Q: You write that you are clearly in favor of travel but there seems to be a lot of ambivalence about it.

A: There is a lot of ambivalence, I think everyone should be ambivalent. There's nothing worse than someone who's made up their mind, boom, boom, boom. We should recognize that we're ambivalent in everything we do, we question, 'Did I do the right thing?' I think that has a lot of important psychological implications. I don't see anything as being just straight this or that. You've always got to be doubting, doubting, doubting or querying, querying, querying, never taking anything at face value.

And, yes, there is that cynicism. Let me be radical. I don't think you can go abroad anymore. We're all hooked on bloody things like this (iPhone recording the interview). In the old days when you went abroad you lost contact with home. Now you're networked. So the nature of travel and having an adventure has changed over the last few decades.

Q: Another topic you raise is that travel can perpetuate global inequality.

A: We can cause a lot of harm by this false sense of, "Oh, I'm knowledgeable about the world," or, "I know a lot of things that other people don't know." It's not so much global citizenship, it's intellectual arrogance that I'm trying to get at. Or moral arrogance too: our way is better.

We've also got a particular problem when we travel abroad because travel has become such a commodity, it's a consumer item.

I think travel should be a subversive idea, making you question taken-for-granted assumptions back home or maybe making you just realize there are alternative ways of doing things.

Q: You have deep concerns about travelers having sex with locals because of the enormous power differential. Flirting, too, you write, "captures much of the contemporary sense of adventure with its air of self-indulgent lack of responsibility." What is adventure -- or what should it be?

A: I've done an awful lot of thinking about what constitutes an adventure, which is a lot of risk-taking where you don't know what the consequences are going to be. Flirting has become such a form of entertainment, but it's this idea that you're playing with someone, it's a game. Flirting I associate with many things including frivolity, and I suppose, yes, adventure nowadays has become increasingly frivolous and commodified due to marketing, law suits and the rapid rise of the "me" generation.

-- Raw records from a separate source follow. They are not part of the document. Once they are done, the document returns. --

PR #1746, opened 2019-11-14
Removes special handling of non-LD QA results.

justinlittman:
QA is switching to use the same context format in non-LD result as LD results.

### DIFF
--- a/__tests__/__fixtures__/DiscogsLookup.json
+++ b/__tests__/__fixtures__/DiscogsLookup.json
@@ -1,0 +1,25 @@
+{
+  "id": "test:resource:DiscogsLookup",
+  "resourceLabel": "Testing discogs lookup",
+  "remark": "This hits discogs",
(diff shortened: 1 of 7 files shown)


justinlittman:
Pointing at QA staging (which has the context changes):
image

justinlittman:
To test this, you can change https://lookup.ld4l.org/authorities to https://lookup-stg.ld4l.org/authorities in `apidoc.json`.

The release of this to production will be coordinated with the release of QA server containing the accompanying changes.

src/lib/apidoc.json
```diff
@@ -10,7 +10,7 @@
   },
   "servers": [
     {
-      "url": "https://lookup.ld4l.org/authorities",
+      "url": "https://lookup-stg.ld4l.org/authorities",
```
jermnelson: Should this be reverted back to the production QA URI?

justinlittman: Umm, definitely.

PR #1751, opened 2019-11-15
Switches to only add template to history when opened by user.

### LINKED ISSUE #1750: in "Most recently used templates", show ONLY templates explicitly opened by user, NOT templates nested within those
if the user opens a template which itself refers to other templates, those referred templates then become part of the "Most recently used templates" list

In the recently used list, I think users expect to see ONLY the templates that they explicitly opened.

example on DEV:
first, before I open any Resource Templates in my session
Screen Shot 2019-11-15 at 9 14 35 AM

then I open just one template (id = ld4p:RT:bf2:Cartographic:Instance) and go back to recently used, and there's a list not just of ld4p:RT:bf2:Cartographic:Instance but of other templates
Screen Shot 2019-11-15 at 9 14 51 AM

justinlittman:
closes #1750


justinlittman:
To test:
1. Open a resource template that has nested resources.
2. Return to Resource Templates tab.
3. Toggle open recently used resource templates.

Expected result:
Only the resource template that you opened is listed. (Or rather, only resource templates that you opened from the resource template tab are listed.)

Q: Is there any kind of indulgence that's okay?

A: Well, yeah -- chocolates.

Q: Can we travel well, be responsible to others and to ourselves?

A: Let me be clear. For some people travel has been a mind bender. It has opened the world, changed their lives significantly. It hasn't just reinforced their stereotypes. And this book is aimed at encouraging more people like that, encouraging responsible travel. We can't stop it. If we're going to go and waste all of this carbon let's at least get something sensible out of it. I would be a hypocrite if I said I was against travel -- I've been away eight years.

The thing that I've learned from doing research when traveling abroad is the best style is having a conversation, it's having a two-way process. (When I travel) I just want to schmooze in the marketplaces -- maybe go to one museum and spend three hours looking at one artifact.

And keeping journals, writing and reflecting on your experiences, is so important for enriching travel -- and not just laptopping, which means you can be quick and careless and cut and paste and delete as the need may be. Pen and paper forces one to be serious about composing and to think through what one is trying to convey. There is a certain clarity of thought and style in the classic ethnographies which is not found in contemporary versions. So the quality of the writing has actually declined in my opinion. The curmudgeon strikes again! Let's return to the old pen.

I can never stay on topic because I don't think you should. One of the things I learned as a student in South Africa is the ability to follow an argument to where it leads. And I think you should have the ability to follow a journey to where it leads, to have that moral courage even if it means avoiding boundaries, if it means crossing them.